What you should do - In the records below, the line with "This will require" opens the range and the line with "been changed here." closes it; print that range exactly and nothing else.

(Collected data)
————————

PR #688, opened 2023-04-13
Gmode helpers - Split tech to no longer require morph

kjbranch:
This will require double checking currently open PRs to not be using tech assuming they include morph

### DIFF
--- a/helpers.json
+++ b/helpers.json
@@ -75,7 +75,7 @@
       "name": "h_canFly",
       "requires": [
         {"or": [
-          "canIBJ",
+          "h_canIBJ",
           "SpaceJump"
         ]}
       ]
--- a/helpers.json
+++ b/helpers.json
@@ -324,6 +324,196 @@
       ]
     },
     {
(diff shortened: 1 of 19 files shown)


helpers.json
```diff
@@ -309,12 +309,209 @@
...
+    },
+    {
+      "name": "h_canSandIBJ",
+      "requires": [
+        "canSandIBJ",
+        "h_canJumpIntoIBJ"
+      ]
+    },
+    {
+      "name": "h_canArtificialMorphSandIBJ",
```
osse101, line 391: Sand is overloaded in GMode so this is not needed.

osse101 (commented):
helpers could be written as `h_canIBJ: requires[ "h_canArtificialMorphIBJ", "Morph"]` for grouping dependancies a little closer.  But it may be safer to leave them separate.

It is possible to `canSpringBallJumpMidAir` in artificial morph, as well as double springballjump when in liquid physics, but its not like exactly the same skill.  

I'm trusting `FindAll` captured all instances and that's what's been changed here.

————————

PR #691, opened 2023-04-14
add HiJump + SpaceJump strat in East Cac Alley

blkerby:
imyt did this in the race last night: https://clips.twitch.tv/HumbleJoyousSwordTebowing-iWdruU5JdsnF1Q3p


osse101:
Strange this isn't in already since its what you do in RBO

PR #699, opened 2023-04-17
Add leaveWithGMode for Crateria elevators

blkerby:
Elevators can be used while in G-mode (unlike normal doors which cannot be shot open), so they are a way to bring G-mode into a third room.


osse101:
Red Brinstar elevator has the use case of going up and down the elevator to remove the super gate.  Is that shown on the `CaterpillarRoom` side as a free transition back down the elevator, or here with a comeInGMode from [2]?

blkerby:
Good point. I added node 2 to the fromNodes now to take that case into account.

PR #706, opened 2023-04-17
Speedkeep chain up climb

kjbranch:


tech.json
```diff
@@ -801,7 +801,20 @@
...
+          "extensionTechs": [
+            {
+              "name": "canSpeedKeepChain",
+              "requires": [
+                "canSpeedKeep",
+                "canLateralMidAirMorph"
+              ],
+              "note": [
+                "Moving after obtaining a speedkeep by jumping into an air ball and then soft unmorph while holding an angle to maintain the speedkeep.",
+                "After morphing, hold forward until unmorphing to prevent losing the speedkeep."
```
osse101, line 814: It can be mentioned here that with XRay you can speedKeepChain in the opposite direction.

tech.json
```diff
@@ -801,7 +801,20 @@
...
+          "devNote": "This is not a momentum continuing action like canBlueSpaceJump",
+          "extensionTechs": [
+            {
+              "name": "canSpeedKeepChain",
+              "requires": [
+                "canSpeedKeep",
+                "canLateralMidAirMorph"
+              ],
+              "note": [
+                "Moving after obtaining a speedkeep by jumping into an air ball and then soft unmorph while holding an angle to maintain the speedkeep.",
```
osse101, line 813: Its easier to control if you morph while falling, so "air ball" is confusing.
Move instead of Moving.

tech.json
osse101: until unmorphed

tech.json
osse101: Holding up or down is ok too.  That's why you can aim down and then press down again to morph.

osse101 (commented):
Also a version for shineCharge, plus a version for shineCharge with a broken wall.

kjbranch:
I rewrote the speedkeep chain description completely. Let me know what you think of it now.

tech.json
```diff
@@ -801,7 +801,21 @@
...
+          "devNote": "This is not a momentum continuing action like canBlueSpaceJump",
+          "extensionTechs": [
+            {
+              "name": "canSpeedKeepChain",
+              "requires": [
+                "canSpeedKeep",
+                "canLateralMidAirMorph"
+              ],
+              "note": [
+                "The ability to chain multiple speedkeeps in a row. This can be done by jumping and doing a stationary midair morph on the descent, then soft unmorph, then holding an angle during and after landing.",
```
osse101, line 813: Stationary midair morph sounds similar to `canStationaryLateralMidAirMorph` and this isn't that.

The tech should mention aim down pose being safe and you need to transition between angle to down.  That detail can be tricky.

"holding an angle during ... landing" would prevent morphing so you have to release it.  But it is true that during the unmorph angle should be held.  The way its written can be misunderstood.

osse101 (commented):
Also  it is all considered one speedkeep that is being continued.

————————

Task result -
This will require double checking currently open PRs to not be using tech assuming they include morph

### DIFF
--- a/helpers.json
+++ b/helpers.json
@@ -75,7 +75,7 @@
       "name": "h_canFly",
       "requires": [
         {"or": [
-          "canIBJ",
+          "h_canIBJ",
           "SpaceJump"
         ]}
       ]
--- a/helpers.json
+++ b/helpers.json
@@ -324,6 +324,196 @@
       ]
     },
     {
(diff shortened: 1 of 19 files shown)


helpers.json
```diff
@@ -309,12 +309,209 @@
...
+    },
+    {
+      "name": "h_canSandIBJ",
+      "requires": [
+        "canSandIBJ",
+        "h_canJumpIntoIBJ"
+      ]
+    },
+    {
+      "name": "h_canArtificialMorphSandIBJ",
```
osse101, line 391: Sand is overloaded in GMode so this is not needed.

osse101 (commented):
helpers could be written as `h_canIBJ: requires[ "h_canArtificialMorphIBJ", "Morph"]` for grouping dependancies a little closer.  But it may be safer to leave them separate.

It is possible to `canSpringBallJumpMidAir` in artificial morph, as well as double springballjump when in liquid physics, but its not like exactly the same skill.  

I'm trusting `FindAll` captured all instances and that's what's been changed here.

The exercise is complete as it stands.